Data for review:
________________
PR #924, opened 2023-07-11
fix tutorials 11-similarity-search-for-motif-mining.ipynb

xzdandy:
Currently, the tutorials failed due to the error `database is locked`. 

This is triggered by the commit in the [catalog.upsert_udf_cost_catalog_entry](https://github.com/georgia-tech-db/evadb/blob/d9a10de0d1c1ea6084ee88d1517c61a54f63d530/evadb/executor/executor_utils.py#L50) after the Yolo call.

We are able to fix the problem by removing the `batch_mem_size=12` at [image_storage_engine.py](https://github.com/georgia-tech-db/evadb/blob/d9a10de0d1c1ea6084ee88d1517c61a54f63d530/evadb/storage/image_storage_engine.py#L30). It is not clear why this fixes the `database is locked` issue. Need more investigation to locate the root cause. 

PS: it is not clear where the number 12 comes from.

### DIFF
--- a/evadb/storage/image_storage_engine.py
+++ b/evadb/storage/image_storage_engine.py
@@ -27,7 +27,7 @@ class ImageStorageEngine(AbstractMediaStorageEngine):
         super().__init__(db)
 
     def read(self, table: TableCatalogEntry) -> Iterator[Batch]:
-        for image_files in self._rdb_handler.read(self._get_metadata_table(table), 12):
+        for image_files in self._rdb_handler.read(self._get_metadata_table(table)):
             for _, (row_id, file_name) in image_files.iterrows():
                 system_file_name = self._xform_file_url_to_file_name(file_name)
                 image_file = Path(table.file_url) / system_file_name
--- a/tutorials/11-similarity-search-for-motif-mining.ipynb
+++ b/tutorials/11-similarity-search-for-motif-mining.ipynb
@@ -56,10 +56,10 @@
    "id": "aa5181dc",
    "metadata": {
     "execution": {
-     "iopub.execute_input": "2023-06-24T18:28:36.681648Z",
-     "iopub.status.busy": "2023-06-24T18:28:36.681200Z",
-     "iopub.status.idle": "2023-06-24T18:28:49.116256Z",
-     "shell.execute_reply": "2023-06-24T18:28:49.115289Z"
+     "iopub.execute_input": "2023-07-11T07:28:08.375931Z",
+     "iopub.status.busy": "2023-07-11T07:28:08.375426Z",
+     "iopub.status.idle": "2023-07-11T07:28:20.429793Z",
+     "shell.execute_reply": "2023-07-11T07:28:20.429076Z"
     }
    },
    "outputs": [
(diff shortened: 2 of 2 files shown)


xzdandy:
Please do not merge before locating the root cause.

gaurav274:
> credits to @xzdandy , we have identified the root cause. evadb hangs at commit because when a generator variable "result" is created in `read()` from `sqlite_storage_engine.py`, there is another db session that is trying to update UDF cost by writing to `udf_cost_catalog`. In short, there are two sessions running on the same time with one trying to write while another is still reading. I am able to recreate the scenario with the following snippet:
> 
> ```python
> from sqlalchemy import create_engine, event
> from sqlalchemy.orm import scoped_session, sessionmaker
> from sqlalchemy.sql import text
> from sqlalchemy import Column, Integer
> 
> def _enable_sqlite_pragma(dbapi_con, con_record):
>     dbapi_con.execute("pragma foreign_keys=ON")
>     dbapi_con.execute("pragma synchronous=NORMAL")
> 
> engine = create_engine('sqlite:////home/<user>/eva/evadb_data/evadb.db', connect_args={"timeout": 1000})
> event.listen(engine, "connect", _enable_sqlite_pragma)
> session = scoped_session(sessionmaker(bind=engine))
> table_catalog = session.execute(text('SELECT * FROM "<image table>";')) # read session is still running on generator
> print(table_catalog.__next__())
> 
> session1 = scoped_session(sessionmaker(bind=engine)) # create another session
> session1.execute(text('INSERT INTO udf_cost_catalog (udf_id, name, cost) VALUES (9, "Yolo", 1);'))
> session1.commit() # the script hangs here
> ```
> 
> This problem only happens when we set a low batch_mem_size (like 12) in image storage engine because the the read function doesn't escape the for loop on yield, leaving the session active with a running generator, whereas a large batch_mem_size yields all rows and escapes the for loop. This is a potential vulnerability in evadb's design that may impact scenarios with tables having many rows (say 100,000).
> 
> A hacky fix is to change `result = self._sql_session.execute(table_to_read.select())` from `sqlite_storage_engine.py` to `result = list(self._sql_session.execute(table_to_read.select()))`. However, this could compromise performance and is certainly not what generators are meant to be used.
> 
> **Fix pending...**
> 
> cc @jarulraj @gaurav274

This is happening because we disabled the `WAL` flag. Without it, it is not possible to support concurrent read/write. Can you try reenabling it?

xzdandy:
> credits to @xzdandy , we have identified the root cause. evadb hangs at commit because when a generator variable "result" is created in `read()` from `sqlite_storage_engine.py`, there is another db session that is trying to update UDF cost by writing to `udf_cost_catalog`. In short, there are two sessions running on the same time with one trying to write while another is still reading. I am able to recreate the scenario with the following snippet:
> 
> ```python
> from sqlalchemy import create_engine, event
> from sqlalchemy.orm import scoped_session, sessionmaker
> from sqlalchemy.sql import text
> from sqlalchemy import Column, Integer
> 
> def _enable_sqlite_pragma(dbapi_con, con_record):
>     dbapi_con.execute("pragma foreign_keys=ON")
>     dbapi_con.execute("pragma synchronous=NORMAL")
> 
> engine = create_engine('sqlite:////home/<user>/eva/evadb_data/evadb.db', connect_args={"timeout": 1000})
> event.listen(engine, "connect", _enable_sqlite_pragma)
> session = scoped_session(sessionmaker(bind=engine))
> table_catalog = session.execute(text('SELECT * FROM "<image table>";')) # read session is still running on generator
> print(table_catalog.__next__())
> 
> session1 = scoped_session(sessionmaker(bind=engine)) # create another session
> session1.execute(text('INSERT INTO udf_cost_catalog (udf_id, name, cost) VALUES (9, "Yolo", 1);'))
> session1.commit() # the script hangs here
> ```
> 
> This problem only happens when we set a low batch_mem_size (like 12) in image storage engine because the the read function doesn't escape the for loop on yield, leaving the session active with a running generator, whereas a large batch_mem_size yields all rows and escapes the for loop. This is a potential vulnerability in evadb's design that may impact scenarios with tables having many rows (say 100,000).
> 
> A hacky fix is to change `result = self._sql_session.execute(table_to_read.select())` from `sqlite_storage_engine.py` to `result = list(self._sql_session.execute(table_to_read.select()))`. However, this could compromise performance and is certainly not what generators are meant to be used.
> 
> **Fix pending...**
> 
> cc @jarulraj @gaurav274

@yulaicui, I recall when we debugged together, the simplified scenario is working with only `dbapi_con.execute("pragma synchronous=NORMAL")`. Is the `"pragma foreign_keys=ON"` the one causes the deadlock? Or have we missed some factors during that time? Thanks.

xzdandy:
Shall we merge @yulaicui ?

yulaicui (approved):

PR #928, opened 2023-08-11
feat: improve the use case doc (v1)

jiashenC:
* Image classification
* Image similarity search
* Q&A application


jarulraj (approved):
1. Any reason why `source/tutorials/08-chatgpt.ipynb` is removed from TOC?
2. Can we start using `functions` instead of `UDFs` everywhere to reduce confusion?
________________
Exercise goal:
Repeat each record word for word. Do not leave any out.

Solution for this task:
PR #924, opened 2023-07-11
fix tutorials 11-similarity-search-for-motif-mining.ipynb

xzdandy:
Currently, the tutorials failed due to the error `database is locked`. 

This is triggered by the commit in the [catalog.upsert_udf_cost_catalog_entry](https://github.com/georgia-tech-db/evadb/blob/d9a10de0d1c1ea6084ee88d1517c61a54f63d530/evadb/executor/executor_utils.py#L50) after the Yolo call.

We are able to fix the problem by removing the `batch_mem_size=12` at [image_storage_engine.py](https://github.com/georgia-tech-db/evadb/blob/d9a10de0d1c1ea6084ee88d1517c61a54f63d530/evadb/storage/image_storage_engine.py#L30). It is not clear why this fixes the `database is locked` issue. Need more investigation to locate the root cause. 

PS: it is not clear where the number 12 comes from.

### DIFF
--- a/evadb/storage/image_storage_engine.py
+++ b/evadb/storage/image_storage_engine.py
@@ -27,7 +27,7 @@ class ImageStorageEngine(AbstractMediaStorageEngine):
         super().__init__(db)
 
     def read(self, table: TableCatalogEntry) -> Iterator[Batch]:
-        for image_files in self._rdb_handler.read(self._get_metadata_table(table), 12):
+        for image_files in self._rdb_handler.read(self._get_metadata_table(table)):
             for _, (row_id, file_name) in image_files.iterrows():
                 system_file_name = self._xform_file_url_to_file_name(file_name)
                 image_file = Path(table.file_url) / system_file_name
--- a/tutorials/11-similarity-search-for-motif-mining.ipynb
+++ b/tutorials/11-similarity-search-for-motif-mining.ipynb
@@ -56,10 +56,10 @@
    "id": "aa5181dc",
    "metadata": {
     "execution": {
-     "iopub.execute_input": "2023-06-24T18:28:36.681648Z",
-     "iopub.status.busy": "2023-06-24T18:28:36.681200Z",
-     "iopub.status.idle": "2023-06-24T18:28:49.116256Z",
-     "shell.execute_reply": "2023-06-24T18:28:49.115289Z"
+     "iopub.execute_input": "2023-07-11T07:28:08.375931Z",
+     "iopub.status.busy": "2023-07-11T07:28:08.375426Z",
+     "iopub.status.idle": "2023-07-11T07:28:20.429793Z",
+     "shell.execute_reply": "2023-07-11T07:28:20.429076Z"
     }
    },
    "outputs": [
(diff shortened: 2 of 2 files shown)


xzdandy:
Please do not merge before locating the root cause.

gaurav274:
> credits to @xzdandy , we have identified the root cause. evadb hangs at commit because when a generator variable "result" is created in `read()` from `sqlite_storage_engine.py`, there is another db session that is trying to update UDF cost by writing to `udf_cost_catalog`. In short, there are two sessions running on the same time with one trying to write while another is still reading. I am able to recreate the scenario with the following snippet:
> 
> ```python
> from sqlalchemy import create_engine, event
> from sqlalchemy.orm import scoped_session, sessionmaker
> from sqlalchemy.sql import text
> from sqlalchemy import Column, Integer
> 
> def _enable_sqlite_pragma(dbapi_con, con_record):
>     dbapi_con.execute("pragma foreign_keys=ON")
>     dbapi_con.execute("pragma synchronous=NORMAL")
> 
> engine = create_engine('sqlite:////home/<user>/eva/evadb_data/evadb.db', connect_args={"timeout": 1000})
> event.listen(engine, "connect", _enable_sqlite_pragma)
> session = scoped_session(sessionmaker(bind=engine))
> table_catalog = session.execute(text('SELECT * FROM "<image table>";')) # read session is still running on generator
> print(table_catalog.__next__())
> 
> session1 = scoped_session(sessionmaker(bind=engine)) # create another session
> session1.execute(text('INSERT INTO udf_cost_catalog (udf_id, name, cost) VALUES (9, "Yolo", 1);'))
> session1.commit() # the script hangs here
> ```
> 
> This problem only happens when we set a low batch_mem_size (like 12) in image storage engine because the the read function doesn't escape the for loop on yield, leaving the session active with a running generator, whereas a large batch_mem_size yields all rows and escapes the for loop. This is a potential vulnerability in evadb's design that may impact scenarios with tables having many rows (say 100,000).
> 
> A hacky fix is to change `result = self._sql_session.execute(table_to_read.select())` from `sqlite_storage_engine.py` to `result = list(self._sql_session.execute(table_to_read.select()))`. However, this could compromise performance and is certainly not what generators are meant to be used.
> 
> **Fix pending...**
> 
> cc @jarulraj @gaurav274

This is happening because we disabled the `WAL` flag. Without it, it is not possible to support concurrent read/write. Can you try reenabling it?

xzdandy:
> credits to @xzdandy , we have identified the root cause. evadb hangs at commit because when a generator variable "result" is created in `read()` from `sqlite_storage_engine.py`, there is another db session that is trying to update UDF cost by writing to `udf_cost_catalog`. In short, there are two sessions running on the same time with one trying to write while another is still reading. I am able to recreate the scenario with the following snippet:
> 
> ```python
> from sqlalchemy import create_engine, event
> from sqlalchemy.orm import scoped_session, sessionmaker
> from sqlalchemy.sql import text
> from sqlalchemy import Column, Integer
> 
> def _enable_sqlite_pragma(dbapi_con, con_record):
>     dbapi_con.execute("pragma foreign_keys=ON")
>     dbapi_con.execute("pragma synchronous=NORMAL")
> 
> engine = create_engine('sqlite:////home/<user>/eva/evadb_data/evadb.db', connect_args={"timeout": 1000})
> event.listen(engine, "connect", _enable_sqlite_pragma)
> session = scoped_session(sessionmaker(bind=engine))
> table_catalog = session.execute(text('SELECT * FROM "<image table>";')) # read session is still running on generator
> print(table_catalog.__next__())
> 
> session1 = scoped_session(sessionmaker(bind=engine)) # create another session
> session1.execute(text('INSERT INTO udf_cost_catalog (udf_id, name, cost) VALUES (9, "Yolo", 1);'))
> session1.commit() # the script hangs here
> ```
> 
> This problem only happens when we set a low batch_mem_size (like 12) in image storage engine because the the read function doesn't escape the for loop on yield, leaving the session active with a running generator, whereas a large batch_mem_size yields all rows and escapes the for loop. This is a potential vulnerability in evadb's design that may impact scenarios with tables having many rows (say 100,000).
> 
> A hacky fix is to change `result = self._sql_session.execute(table_to_read.select())` from `sqlite_storage_engine.py` to `result = list(self._sql_session.execute(table_to_read.select()))`. However, this could compromise performance and is certainly not what generators are meant to be used.
> 
> **Fix pending...**
> 
> cc @jarulraj @gaurav274

@yulaicui, I recall when we debugged together, the simplified scenario is working with only `dbapi_con.execute("pragma synchronous=NORMAL")`. Is the `"pragma foreign_keys=ON"` the one causes the deadlock? Or have we missed some factors during that time? Thanks.

xzdandy:
Shall we merge @yulaicui ?

yulaicui (approved):

PR #928, opened 2023-08-11
feat: improve the use case doc (v1)

jiashenC:
* Image classification
* Image similarity search
* Q&A application


jarulraj (approved):
1. Any reason why `source/tutorials/08-chatgpt.ipynb` is removed from TOC?
2. Can we start using `functions` instead of `UDFs` everywhere to reduce confusion?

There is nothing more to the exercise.